▶ **What needs to be done**: Scan the records for the word "opened". Report each line where it occurs.
(Beginning of Supplied entries)
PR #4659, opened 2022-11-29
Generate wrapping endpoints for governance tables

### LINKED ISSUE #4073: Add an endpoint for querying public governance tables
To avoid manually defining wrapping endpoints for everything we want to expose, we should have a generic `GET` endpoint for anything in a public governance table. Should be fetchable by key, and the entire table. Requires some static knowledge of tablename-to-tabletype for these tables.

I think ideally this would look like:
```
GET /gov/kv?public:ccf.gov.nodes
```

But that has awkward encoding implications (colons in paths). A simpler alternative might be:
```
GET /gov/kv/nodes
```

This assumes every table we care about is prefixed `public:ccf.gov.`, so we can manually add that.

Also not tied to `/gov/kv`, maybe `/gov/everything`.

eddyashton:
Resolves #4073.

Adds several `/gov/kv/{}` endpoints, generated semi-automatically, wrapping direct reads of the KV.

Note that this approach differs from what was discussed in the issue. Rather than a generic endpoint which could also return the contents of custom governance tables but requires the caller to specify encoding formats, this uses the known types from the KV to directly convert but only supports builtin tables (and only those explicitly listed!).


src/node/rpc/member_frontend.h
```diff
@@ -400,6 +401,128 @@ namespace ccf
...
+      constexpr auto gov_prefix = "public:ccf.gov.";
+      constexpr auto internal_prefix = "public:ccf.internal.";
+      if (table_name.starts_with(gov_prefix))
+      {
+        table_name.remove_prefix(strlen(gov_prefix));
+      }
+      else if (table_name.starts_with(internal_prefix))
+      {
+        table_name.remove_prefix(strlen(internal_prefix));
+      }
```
(End of Supplied entries)
(Beginning of Supplied entries)
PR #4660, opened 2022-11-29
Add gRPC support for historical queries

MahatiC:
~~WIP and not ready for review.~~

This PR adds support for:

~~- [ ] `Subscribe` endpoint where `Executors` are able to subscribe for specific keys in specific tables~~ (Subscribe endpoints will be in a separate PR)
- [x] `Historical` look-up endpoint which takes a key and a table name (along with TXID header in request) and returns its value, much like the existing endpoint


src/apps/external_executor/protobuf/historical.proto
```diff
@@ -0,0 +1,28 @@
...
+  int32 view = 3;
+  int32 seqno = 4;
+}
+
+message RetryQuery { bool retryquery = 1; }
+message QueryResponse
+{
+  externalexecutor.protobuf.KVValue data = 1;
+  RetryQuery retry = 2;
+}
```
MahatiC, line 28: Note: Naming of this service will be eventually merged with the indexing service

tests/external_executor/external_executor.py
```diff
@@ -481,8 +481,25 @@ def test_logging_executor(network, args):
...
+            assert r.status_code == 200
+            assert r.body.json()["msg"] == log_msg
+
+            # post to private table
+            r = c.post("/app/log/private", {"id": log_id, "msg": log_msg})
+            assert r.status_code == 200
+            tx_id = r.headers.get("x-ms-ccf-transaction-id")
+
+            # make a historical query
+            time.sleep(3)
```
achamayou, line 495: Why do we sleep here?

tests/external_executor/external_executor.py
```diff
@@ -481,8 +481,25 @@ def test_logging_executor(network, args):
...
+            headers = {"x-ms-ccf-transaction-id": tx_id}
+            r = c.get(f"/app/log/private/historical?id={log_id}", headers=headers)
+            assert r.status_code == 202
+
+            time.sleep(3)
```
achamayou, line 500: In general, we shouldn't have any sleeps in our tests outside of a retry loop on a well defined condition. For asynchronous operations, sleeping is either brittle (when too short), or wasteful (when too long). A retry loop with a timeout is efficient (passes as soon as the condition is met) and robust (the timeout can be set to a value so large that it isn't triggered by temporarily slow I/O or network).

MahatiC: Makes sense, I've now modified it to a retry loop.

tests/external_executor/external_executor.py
(End of Supplied entries)
▶ **Solution below**:
PR #4659, opened 2022-11-29
PR #4660, opened 2022-11-29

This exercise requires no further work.